*Data for this task*.
PR #1687, opened 2015-05-13
add fraud review to cyber source

### LINKED ISSUE #1681: CyberSource: Response fails if the decision is REVIEW
When using CyberSource's Decision manager, a response of REVIEW can be sent back, depending on your settings, currently `success = response[:decision] == "ACCEPT"` on the [commit method](https://github.com/Shopify/active_merchant/blob/master/lib/active_merchant/billing/gateways/cyber_source.rb#L658) makes it fail since it doesn't say ACCEPT.

Any objections to changing that line to maybe `success = response[:decision] != "REJECT"` ?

*Work task*.
In the lines above, find each one with "CyberSource" and list it.

*Finished exercise*.
### LINKED ISSUE #1681: CyberSource: Response fails if the decision is REVIEW
When using CyberSource's Decision manager, a response of REVIEW can be sent back, depending on your settings, currently `success = response[:decision] == "ACCEPT"` on the [commit method](https://github.com/Shopify/active_merchant/blob/master/lib/active_merchant/billing/gateways/cyber_source.rb#L658) makes it fail since it doesn't say ACCEPT.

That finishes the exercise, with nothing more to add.